YOUR INSTRUCTIONS. In the data below, how many lines include the string "github"? Give only the number.

=== Section Start ===

PR #189, opened 2014-12-26
Fire event, when rendering of form is ready

mrijken:
With this event, we can do some extra things to the rendered form. My use case is executing $.material.init() from https://github.com/FezVrasta/bootstrap-material-design. I can not do that with postprocess, because I need a fully rendered form in my use case.

### DIFF
--- a/src/directives/schema-form.js
+++ b/src/directives/schema-form.js
@@ -117,7 +117,7 @@ angular.module('schemaForm')
               }
             });
           };
-          $(element[0]).triggerHandler("sf-render-finished");
+          scope.$emit("sf-render-finished");
         });
       }
     };


Dervisevic:
Why do you use a jQuery specific trigger? Feels very specific. To me it feels more natural to emit an angular event on the rootscope (https://docs.angularjs.org/api/ng/type/$rootScope.Scope#$emit) in this case. Then anyone can set up listeners, and in your case that listener can run that triggerEvent.

mrijken:
The usage of jquery has no special meaning; I have changed it to emit.

Dervisevic:
I've merged it into development and it'll come out with the next release.

PR #191, opened 2015-01-02
Update index.md

stramel:
Just noticed a few problems with the example code. :)


Dervisevic:
Great catch, however we would greatly appreciate if you could submit the pull request against the development branch instead of master and i'll merge it right away.

stramel:
Oh, sorry! I just did an edit on the file. I will change it to develop.

PR #209, opened 2015-01-12
Added accessibility classes to default inputs

stramel:
Using `sr-only` to hide the title instead of `ng-show`.
Added `aria-hidden` to the feedback.

Wasn't sure how to implement the `sr-only` feedback part so I left it out.
The documentation about the changes I made and the one I didn't are here:
http://getbootstrap.com/css/#callout-has-feedback-icon-positioning


stramel:
This is passing tests but doesn't seem to be working when I try to used the code in-place of the bower installed code.

davidlgj:
Thanks for the PR! Aria stuff is definetly appriciated. 

I was wondering about the changes to title, using `sr-only` means that screen readers always gets a title even if the form definition says "notitle". I guess thats what your aiming at?

stramel:
@davidlgj Yes, the title using `sr-only` means that the `input` will always have a title even using `notitle`. This allows the `input` to always have a `label` for screen readers and using `sr-only` displays off screen for any non-screen reader. Perhaps, if you wanted, we could change/add conditions for `notitle` and `hidetitle`?

davidlgj:
No thats fine :-) Just wanted to check that it was intended behavior.

davidlgj:
Thanks! :+1:

PR #210, opened 2015-01-12
Update gulp tasks to output both unminified and minified in one file.

stramel:


davidlgj:
:+1: Thanks!

Dervisevic:
When this is merged we should change the `main` property of bower.json to have the unminifed files listed there as that is recommended by bower: https://github.com/bower/bower.json-spec

stramel:
@Dervisevic :+1:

=== Section End ===

SOLUTION TO THIS PROBLEM. 2